Loréna Meningand, primera francesa en el Maratón de París: «Mi secreto es hacer siempre lo que me da la gana»
Primera francesa en el Maratón de París este fin de semana, Loréna Meningand sorprendió y conquistó al público. Esta corredora luminosa decidió afrontar la distancia reina sin una preparación específica, y lo hizo apenas dos semanas antes de la cita. La joven se adjudicó una magnífica marca de 2h36’33, nuevo récord personal. Su trayectoria atípica no encaja, desde luego, en los estándares habituales del atletismo.
Su única consigna: disfrutar, compartir su pasión con sus amigos y mantener el buen humor.
« Empecé a correr en 2021, después de los múltiples confinamientos, cuando por fin pudimos volver a salir», recuerda Loréna Meningand, que este fin de semana causó sensación en el Maratón de París, donde fue la primera francesa con 2h36’33. «Necesitaba salir a tomar el aire después de haberme visto obligada a quedarme en casa, así que probé a correr.» La atleta, nacida en los Hauts-de-Seine, en las afueras de París, estaba entonces muy lejos de imaginar que acababa de embarcarse en una aventura desenfrenada que no parece tener un final cercano. Durante dos años, esta joven de 28 años encadenó rodajes en solitario: primero uno a la semana, luego dos, tres y finalmente cuatro. Así nació una pasión arrolladora por correr. «Solo hacía rodajes, nada de trabajo de ritmos ni de intensidad. Al principio salía una vez por semana durante 8 km e intentaba correr cada vez lo más rápido posible. Cuando empiezas es bastante divertido, porque vas siempre a tope», cuenta entre risas.
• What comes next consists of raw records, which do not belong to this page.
Issue #704, opened 2024-02-19
Add "sieve" string function


johnhtodd:
It would be useful to have a method to remove characters from strings which are undesired or un-necessary for parsing of data (typically distilling to human-readable data fields.)  This would eliminate or replace characters that have special (dangerous) meaning to downstream consumers, or which are not presentable in other formats. 

Purposes for this function are multiple: it provides an additional layer of safety for downstream systems which may not handle characters appropriately; it may reduce the volume of data where there are large numbers of unprintable or unstructured characters in a message; it may make more readable certain messages that contain excessive numbers of extraneous characters.

I would propose the function name of "sieve" for this function, and at first glance I would imagine three arguments:

  - string to act upon (required)
  - set of characters to permit, in example form:   [A-z],[0-9], \,, ü, 0xE282AC  (required) 
     - this would be ranges of ASCII or UTF-8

«Lo de unirme a un grupo surgió un poco por casualidad», cuenta la atleta de Harbat Running Lab. «Un fin de semana salí a correr con un amigo que conocía al fundador de Harbat Running Lab, Adam Belkacem. Era un grupo muy pequeño, de unas quince personas, y me propuso unirme. Hice mi primera sesión de series con ellos en septiembre de 2023, en el estadio Émile Anthoine. Fue muy divertido, me encantó correr con más gente y me quedé. Desde entonces el grupo ha crecido muchísimo: ahora somos más de 100 corredores en la pista por la noche». En realidad, Loréna Meningand solo lleva entrenando… un año y medio, desde que descubrió las series, las sesiones específicas y las tiradas largas. Poco después disputó su primera carrera, en diciembre de 2023: los 10 km de la Torre Eiffel (36’00, sexta mujer). Un resultado motivador que despertó su apetito competitivo. «Desde hace un año participo en bastantes carreras. Corrí, entre otras, el Maratón de Copenhague, varios medios maratones, dos veces el de París y después, la semana pasada, el Maratón de París.»
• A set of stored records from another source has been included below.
PR #729, opened 2024-03-06
chore(deps): Relax version dependency constraints

jszwedko:
To allow for semantically versioned dependency equivalents. When trying to downgrade flate2 in Vector for testing it complained that the VRL crate required a newever version of flate2 since 1.0.28 restricts to >=1.0.28 and < 2.

### DIFF
--- a/Cargo.toml
+++ b/Cargo.toml
@@ -103,59 +103,59 @@ stdlib = [
  ]
 
 [dependencies]
-cfg-if = "1.0.0"
+cfg-if = "1"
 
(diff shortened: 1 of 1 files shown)


pront (approved):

Un Maratón de Copenhague en 2h38’05
Para Loréna Meningand, nada parece inalcanzable ni imposible. Cuando su grupo empezó en enero de 2024 una preparación de cuatro meses para el maratón de Copenhague, se dejó convencer. «Había hecho la preparación de 10 km con mi club y salió muy bien, así que seguí con la del Maratón de Copenhague. Hacíamos juntos las tiradas largas todos los domingos y después nos íbamos a tomar un brunch. Era genial compartirlo con otras personas. También fueron las primeras veces que corría entre cinco y siete días por semana, con mucho más volumen»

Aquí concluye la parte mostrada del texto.